Top of STORED DATA

PR #9059, opened 2021-01-19
Update organisation field

### LINKED ISSUE #3623: Bring beta takeover up to date with live site

steverydz:
## Done

Updated the labelling on the UA payment form

## QA

- Go to https://ubuntu-com-9059.demos.haus/advantage/subscribe
- Check that the "I'm buying for" field defaults to "An organisation"
- Check that the following field is labelled "Organisation" rather than "Choose an account name"

## Issue / Card

Fixes #3623

### DIFF
--- a/templates/advantage/_stripe-modal.html
+++ b/templates/advantage/_stripe-modal.html
@@ -42,7 +42,7 @@
             <div class="col-9 col-start-large-4">
               <span class="p-form-validation__message u-hide"></span>
             </div>
-            
+
             {% if type == "purchase" %}
             <div class="col-9 col-start-large-4">
               <small>We'll also send setup instructions to this address.</small>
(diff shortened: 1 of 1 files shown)


matthewpaulthomas:
Thanks @steverydz

templates/advantage/_stripe-modal.html
```diff
@@ -76,7 +76,7 @@ <h2 class="p-modal__title js-contract-name u-no-margin--bottom" id="modal-title"
                   </label>
 
                   <label class="p-radio--inline">
-                    <input type="radio" class="p-radio__input" name="buying_for" id="buying_for_an_organisation" {% if account %}checked=""{% endif %} aria-labelledby="organisation">
+                    <input type="radio" class="p-radio__input" name="buying_for" id="buying_for_an_organisation" {% if account %}checked=""{% endif %} aria-labelledby="organisation" checked="true">
```
ClementChaumel, line 79: The checked attribute is duplicated here I think we can remove the first instance `{% if account %}checked=""{% endif %}`

matthewpaulthomas (approved):

templates/advantage/_stripe-modal.html
steverydz: @ClementChaumel good catch. Fixed!

PR #9066, opened 2021-01-21
Protect /takeovers.json from Discouse errors (a bit)

nottrobin:
If the Discourse requests have errors which lead to /takeovers.json failing and returning a 500 status, the content-cache would stop cache responses. This would potentially lead the the application being inundated by requests to /takeovers.json, and in turn inundating the Discourse API with requests.

Including the `stale-if-error` header will hopefully lead to the content-cache providing us with more cover (although I don't know exactly how the content-cache behaves in this case).

QA
--

``` bash
$ curl -sI https://ubuntu-com-9066.demos.haus/takeovers.json | grep -i cache-control
cache-control: max-age=300, stale-while-revalidate=360, stale-if-error=600
```

### DIFF
--- a/templates/takeovers/index.html
+++ b/templates/takeovers/index.html
@@ -10,16 +10,16 @@
   <div class="row">
     <ul class="p-inline-list u-no-margin--bottom">
       <li class="p-inline-list__item">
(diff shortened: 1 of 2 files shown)


pmahnke (approved):
works +1

Issue #9065, opened 2021-01-21
Landscape is not listed as a feature of UAI on the UAI table


alysonrose88:
Landscape is not listed as a feature of Ubuntu Advantage on the table that appears when you click 'Add another subscription'

---
*Reported from: https://ubuntu.com/advantage*

PR #9068, opened 2021-01-22
Add pricing and what's including headings to all pricing tables and Landscape row on /advantage

### LINKED ISSUE #8932: Not clear that UA prices are annual
[/advantage/subscribe](https://ubuntu.com/advantage/subscribe) makes clear that once it shows you a price, it’s per year.

However, other pages list prices without making this clear:
- https://ubuntu.com/advantage
- https://ubuntu.com/pricing/infra
- https://ubuntu.com/legal/ubuntu-advantage-service-description

This will become more important once monthly prices are introduced.

[Reported by the field sales team via David Callé.]

pmahnke:
## Done

- Add 'Pricing per year' and 'What's included' heading rows to all pricing tables 
- Add Landscape row on /advantage
- Updated /uasd copy doc

## QA

    - http://0.0.0.0:8001/advantage
    - http://0.0.0.0:8001/pricing/infra
    - http://0.0.0.0:8001/legal/ubuntu-advantage-service-description
- See that all tables have ' / year' added to the pricing row per #8932 
- See that /advantage has a row for landscape added

## Issue / Card

Fixes #8932 and #9065

## Screenshots

image

### DIFF
--- a/templates/advantage/_table.html
+++ b/templates/advantage/_table.html
@@ -35,6 +35,12 @@
           <td class="u-align--center"><img src="https://assets.ubuntu.com/v1/f1a7515d-tick-darkaubergine.svg" alt="Yes" width="16" height="16"></td>
           <td class="u-align--center"><img src="https://assets.ubuntu.com/v1/f1a7515d-tick-darkaubergine.svg" alt="Yes" width="16" height="16"></td>
         </tr>
+        <tr>
+          <td>Ubuntu systems management with <a href="https://landscape.canonical.com" class="p-link--external">Landscape</a></td>
+          <td class="u-align--center"><img src="https://assets.ubuntu.com/v1/f1a7515d-tick-darkaubergine.svg" alt="Yes" width="16" height="16"></td>
+          <td class="u-align--center"><img src="https://assets.ubuntu.com/v1/f1a7515d-tick-darkaubergine.svg" alt="Yes" width="16" height="16"></td>
+          <td class="u-align--center"><img src="https://assets.ubuntu.com/v1/f1a7515d-tick-darkaubergine.svg" alt="Yes" width="16" height="16"></td>
+        </tr>
         <tr id="kvm-guests">
           <td>Certified Windows drivers for KVM guests</td>
           <td class="u-align--center"><img src="https://assets.ubuntu.com/v1/f1a7515d-tick-darkaubergine.svg" alt="Yes" width="16" height="16"></td>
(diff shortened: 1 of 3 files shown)


elioqoshi:
@pmahnke Shouldn't /year be included in all of the price cells instead the "What's included" cells? While it would be repetitive it would have better readability to include the timeframe right with the price. Azure does the same for example:
https://azure.microsoft.com/en-us/pricing/details/virtual-machines/linux/

image

I think there would be enough space to add it with the price.

matthewpaulthomas:
@elioqoshi I think Azure is doing the wrong thing there: “/month” is repeated 40 times, and almost half of each cell is the same as other cells, making it much harder to compare the actual differences. It’s what Tufte would call a low data-ink ratio. (And the unaligned units in almost every column suggest that the table hasn’t had much visual design attention anyway.)

This case isn’t as extreme, but the reasoning is the same. I put “/year” in the first column, rather than the others, to reduce repetition and make the actual prices easier to compare. It’s not about space, and even if it was, much of that space will soon be taken by a UA Apps column ([web-squad#3378](https://github.com/canonical-web-and-design/web-squad/issues/3378#issuecomment-723086206)).

matthewpaulthomas:
> the "What's included" cells

That does raise a good point, though, that there’s no indication in that column of where “What’s included” ends and “And here are the prices” begins. A new header row there would help, or even just a thicker row border.

elioqoshi:
Fair enough, that makes sense. I will keep the discussion in the issue so it's not duplicated.

pmahnke:
with a header, it could say 'Annual pricing' in the first column.

pmahnke:
image

anasereijo:
@pmahnke this is being discussed [here](https://github.com/canonical-web-and-design/ubuntu.com/issues/8932)

anasereijo:
@pmahnke looks good, just tiny things:

- [ ] the background on rows should be `#f7f7f7` (as per [vanilla's example](https://vanillaframework.io/docs/examples/patterns/tables/table-colored-rows))
- [ ] /pricing/infra: swap the order of light grey backgrounds: "Security maintenance and support" should be white and then the following section should be `p-strip--light` and so on

elioqoshi:
Did we decide that pricing rows come before "What's included"? If yes it looks good to me.

pmahnke:
@anasereijo fixed
@elioqoshi there are actually 2 tables, /advantage and the the one that is on /pricing/infra and /uasd, which I was more hesitant to change the order of.  We can ask Lech in the Ubuntu Advantage meeting Tuesday?

anasereijo:
LGTM 👍

bethcollins92 (approved):
LGTM 👍🏼

PR #9071, opened 2021-01-22
Index all CVEs, regardless of status

nottrobin:
Index all CVEs, regardless of status

Fixes https://github.com/canonical-web-and-design/ubuntu.com/issues/9003

Hard to QA (we'd have to populate the CVEs in the demo) - maybe a code review is good enough?


tbille (approved):
:tada:

PR #9077, opened 2021-01-22
Fix squashed passed badge from badgr issue

bethcollins92:
## Issue

Passed microcert badge received from badger was squashed 

## Done

- Fix size and position of passed badge to line up with not yet passed badges 

## QA

- Check the passed badge is the correct shape and lines up with the not yet passed badges

## Screenshots

image

### DIFF
--- a/templates/cube/microcerts.html
+++ b/templates/cube/microcerts.html
@@ -205,20 +205,14 @@
             </div>
           </td>
           <td aria-label="Badge" class="u-no-padding--left u-no-padding--right">
-            {% if module.status == "passed" %}
               <img
                 class="p-table--cube__badge"
                 src="{{ module.badge.url }}"
                 alt="Badge for {{ module.name }}"
+                {% if module.status == 'passed' %}
                 style="margin-left: -0.2rem;"
+                {% endif %}
               />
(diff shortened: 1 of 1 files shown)


templates/cube/microcerts.html
```diff
@@ -203,12 +204,21 @@ <h2>Microcertifications</h2>
               <p class="u-text--muted">{{ loop.index }}</p>
             </div>
           </td>
-          <td aria-label="Badge">
+          <td aria-label="Badge" class="u-no-padding--left u-no-padding--right">
+            {% if module.status == "passed" %}
```
jpmartinspt, line 208: I think we could make it shorter:
``` html
<td aria-label="Badge" class="u-no-padding--left u-no-padding--right">
<img
  class="p-table--cube__badge"
  src="{{ module.badge.url }}"
  alt="Badge for {{ module.name }}"
  {% if module.status == "passed" %}
  style="margin-left: -0.2rem;"
  {% endif %}
/>
</td>
```

bethcollins92: Good point, done! Thanks

jpmartinspt (approved):

PR #1556, opened 2025-11-04
[Rebase & FF] Standalone MM IPL fixes

kuqin12:
## Description

This change cherry-picks 2 commits from EDK2 that could cause some platforms to not work with Standalone MM as expected.

The last commit is an add-on to resolve the feedback on this PR and will be taken to edk2.

- [x] Impacts functionality?
- [ ] Impacts security?
- [ ] Breaking change?
- [ ] Includes tests?
- [ ] Includes documentation?

## How This Was Tested

This was tested on QEMU Q35 platform and booted to Windows desktop.

## Integration Instructions

N/A

### DIFF
--- a/StandaloneMmPkg/Drivers/StandaloneMmIplPei/StandaloneMmIplPei.c
+++ b/StandaloneMmPkg/Drivers/StandaloneMmIplPei/StandaloneMmIplPei.c
@@ -664,6 +664,10 @@ ExecuteMmCoreFromMmram (
   PE_COFF_LOADER_IMAGE_CONTEXT          ImageContext;
   STANDALONE_MM_FOUNDATION_ENTRY_POINT  Entry;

Bottom of STORED DATA

WHAT YOU WILL DO:
In the listing above, find the line containing "Landscape is not listed as a feature of UAI" and the line containing "- https://ubuntu.com/pricing/infra", then repeat those two lines and everything between them exactly.

ANSWER TO THIS PROBLEM:
Landscape is not listed as a feature of UAI on the UAI table


alysonrose88:
Landscape is not listed as a feature of Ubuntu Advantage on the table that appears when you click 'Add another subscription'

---
*Reported from: https://ubuntu.com/advantage*

PR #9068, opened 2021-01-22
Add pricing and what's including headings to all pricing tables and Landscape row on /advantage

### LINKED ISSUE #8932: Not clear that UA prices are annual
[/advantage/subscribe](https://ubuntu.com/advantage/subscribe) makes clear that once it shows you a price, it’s per year.

However, other pages list prices without making this clear:
- https://ubuntu.com/advantage
- https://ubuntu.com/pricing/infra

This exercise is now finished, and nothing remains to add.